§ **Instructions to follow**
Repeat the records. Match each character exactly.

[[ Records to use, beginning ]]

PR #370, opened 2018-08-16
Add a console command for displaying supported commands for a given cluster

hsudbrock:
Provides a new console command `cmdsupported` for showing commands supported by a cluster (analogously to the console command `attsupported` that does this for supported attributes).

The command can show only the supported generated commands, only the supported received commands, or both. 

Basically, the command calls the `ZclCluster#discoverCommands(Generated|Received)` methods to
trigger discovering the information from the device, and then the `ZclCluster#getSupportedCommands(Generated|Received)` methods for reading the result of this discovery.

### DIFF
--- a/com.zsmartsystems.zigbee.console.main/src/main/java/com/zsmartsystems/zigbee/console/main/ZigBeeConsole.java
+++ b/com.zsmartsystems.zigbee.console.main/src/main/java/com/zsmartsystems/zigbee/console/main/ZigBeeConsole.java
@@ -23,7 +23,6 @@ import java.util.Collections;
 import java.util.List;
 import java.util.Map;
 import java.util.TreeMap;
-import java.util.concurrent.Future;
 
 import org.apache.commons.lang.StringUtils;
 
@@ -126,7 +125,7 @@ public final class ZigBeeConsole {
     /**
      * Constructor which configures ZigBee API and constructs commands.
      *
-     * @param dongle the dongle
+     * @param dongle            the dongle
      * @param transportCommands
      */
     public ZigBeeConsole(final ZigBeeNetworkManager networkManager, final ZigBeeTransportTransmit dongle,
@@ -175,8 +174,6 @@ public final class ZigBeeConsole {
         commands.put("rediscover", new RediscoverCommand());
 
         commands.put("stress", new StressCommand());
-
-        commands.put("cmdsupported", new CmdSupportedCommand());
 
         newCommands.put("nodes", new ZigBeeConsoleNodeListCommand());
         newCommands.put("endpoint", new ZigBeeConsoleDescribeEndpointCommand());
@@ -295,7 +292,7 @@ public final class ZigBeeConsole {
      * Processes text input line.
      *
      * @param inputLine the input line
-     * @param out the output stream
+     * @param out       the output stream
      */
     public void processInputLine(final String inputLine, final PrintStream out) {
         if (inputLine.length() == 0) {
@@ -309,7 +306,7 @@ public final class ZigBeeConsole {
      * Processes input arguments.
      *
      * @param args the input arguments
-     * @param out the output stream
+     * @param out  the output stream
      */
     public void processArgs(final String[] args, final PrintStream out) {
         try {
@@ -332,8 +329,8 @@ public final class ZigBeeConsole {
      * Executes command.
      *
      * @param networkManager the {@link ZigBeeNetworkManager}
-     * @param args the arguments including the command
-     * @param out the output stream
+     * @param args           the arguments including the command
+     * @param out            the output stream
      */
     private void executeCommand(final ZigBeeNetworkManager networkManager, final String[] args, final PrintStream out) {
         final ConsoleCommand consoleCommand = commands.get(args[0].toLowerCase());
@@ -394,7 +391,7 @@ public final class ZigBeeConsole {
     /**
      * Gets destination by device identifier or group ID.
      *
-     * @param zigbeeApi the ZigBee API
+     * @param zigbeeApi             the ZigBee API
      * @param destinationIdentifier the device identifier or group ID
      * @return the device
      */
@@ -422,7 +419,7 @@ public final class ZigBeeConsole {
     /**
      * Gets device by device identifier.
      *
-     * @param zigbeeApi the ZigBee API
+     * @param zigbeeApi        the ZigBee API
      * @param deviceIdentifier the device identifier
      * @return the device
      */
@@ -459,8 +456,8 @@ public final class ZigBeeConsole {
          * Processes console command.
          *
          * @param zigbeeApi the ZigBee API
-         * @param args the command arguments
-         * @param out the output PrintStream
+         * @param args      the command arguments
+         * @param out       the output PrintStream
          * @return true if command syntax was correct.
          */
         boolean process(final ZigBeeApi zigbeeApi, final String[] args, PrintStream out) throws Exception;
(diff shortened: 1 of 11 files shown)


com.zsmartsystems.zigbee.console/src/main/java/com/zsmartsystems/zigbee/console/ZigBeeConsoleCommandsSupportedCommand.java
```diff
@@ -0,0 +1,111 @@
...
+    @Override
+    public void process(ZigBeeNetworkManager networkManager, String[] args, PrintStream out)
+            throws IllegalArgumentException, InterruptedException, ExecutionException {
+        if (args.length < 3 || args.length > 4) {
+            throw new IllegalArgumentException("Invalid number of arguments");
+        }
+
+        final ZigBeeEndpoint endpoint = getEndpoint(networkManager, args[1]);
+        final Integer clusterId = parseCluster(args[2]);
+        ZclCluster cluster = getCluster(endpoint, clusterId);
```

[[ Records to use, end ]]

§ **Expected output**
PR #370, opened 2018-08-16
Add a console command for displaying supported commands for a given cluster

hsudbrock:
Provides a new console command `cmdsupported` for showing commands supported by a cluster (analogously to the console command `attsupported` that does this for supported attributes).

The command can show only the supported generated commands, only the supported received commands, or both. 

Basically, the command calls the `ZclCluster#discoverCommands(Generated|Received)` methods to
trigger discovering the information from the device, and then the `ZclCluster#getSupportedCommands(Generated|Received)` methods for reading the result of this discovery.

### DIFF
--- a/com.zsmartsystems.zigbee.console.main/src/main/java/com/zsmartsystems/zigbee/console/main/ZigBeeConsole.java
+++ b/com.zsmartsystems.zigbee.console.main/src/main/java/com/zsmartsystems/zigbee/console/main/ZigBeeConsole.java
@@ -23,7 +23,6 @@ import java.util.Collections;
 import java.util.List;
 import java.util.Map;
 import java.util.TreeMap;
-import java.util.concurrent.Future;
 
 import org.apache.commons.lang.StringUtils;
 
@@ -126,7 +125,7 @@ public final class ZigBeeConsole {
     /**
      * Constructor which configures ZigBee API and constructs commands.
      *
-     * @param dongle the dongle
+     * @param dongle            the dongle
      * @param transportCommands
      */
     public ZigBeeConsole(final ZigBeeNetworkManager networkManager, final ZigBeeTransportTransmit dongle,
@@ -175,8 +174,6 @@ public final class ZigBeeConsole {
         commands.put("rediscover", new RediscoverCommand());
 
         commands.put("stress", new StressCommand());
-
-        commands.put("cmdsupported", new CmdSupportedCommand());
 
         newCommands.put("nodes", new ZigBeeConsoleNodeListCommand());
         newCommands.put("endpoint", new ZigBeeConsoleDescribeEndpointCommand());
@@ -295,7 +292,7 @@ public final class ZigBeeConsole {
      * Processes text input line.
      *
      * @param inputLine the input line
-     * @param out the output stream
+     * @param out       the output stream
      */
     public void processInputLine(final String inputLine, final PrintStream out) {
         if (inputLine.length() == 0) {
@@ -309,7 +306,7 @@ public final class ZigBeeConsole {
      * Processes input arguments.
      *
      * @param args the input arguments
-     * @param out the output stream
+     * @param out  the output stream
      */
     public void processArgs(final String[] args, final PrintStream out) {
         try {
@@ -332,8 +329,8 @@ public final class ZigBeeConsole {
      * Executes command.
      *
      * @param networkManager the {@link ZigBeeNetworkManager}
-     * @param args the arguments including the command
-     * @param out the output stream
+     * @param args           the arguments including the command
+     * @param out            the output stream
      */
     private void executeCommand(final ZigBeeNetworkManager networkManager, final String[] args, final PrintStream out) {
         final ConsoleCommand consoleCommand = commands.get(args[0].toLowerCase());
@@ -394,7 +391,7 @@ public final class ZigBeeConsole {
     /**
      * Gets destination by device identifier or group ID.
      *
-     * @param zigbeeApi the ZigBee API
+     * @param zigbeeApi             the ZigBee API
      * @param destinationIdentifier the device identifier or group ID
      * @return the device
      */
@@ -422,7 +419,7 @@ public final class ZigBeeConsole {
     /**
      * Gets device by device identifier.
      *
-     * @param zigbeeApi the ZigBee API
+     * @param zigbeeApi        the ZigBee API
      * @param deviceIdentifier the device identifier
      * @return the device
      */
@@ -459,8 +456,8 @@ public final class ZigBeeConsole {
          * Processes console command.
          *
          * @param zigbeeApi the ZigBee API
-         * @param args the command arguments
-         * @param out the output PrintStream
+         * @param args      the command arguments
+         * @param out       the output PrintStream
          * @return true if command syntax was correct.
          */
         boolean process(final ZigBeeApi zigbeeApi, final String[] args, PrintStream out) throws Exception;
(diff shortened: 1 of 11 files shown)


com.zsmartsystems.zigbee.console/src/main/java/com/zsmartsystems/zigbee/console/ZigBeeConsoleCommandsSupportedCommand.java
```diff
@@ -0,0 +1,111 @@
...
+    @Override
+    public void process(ZigBeeNetworkManager networkManager, String[] args, PrintStream out)
+            throws IllegalArgumentException, InterruptedException, ExecutionException {
+        if (args.length < 3 || args.length > 4) {
+            throw new IllegalArgumentException("Invalid number of arguments");
+        }
+
+        final ZigBeeEndpoint endpoint = getEndpoint(networkManager, args[1]);
+        final Integer clusterId = parseCluster(args[2]);
+        ZclCluster cluster = getCluster(endpoint, clusterId);
```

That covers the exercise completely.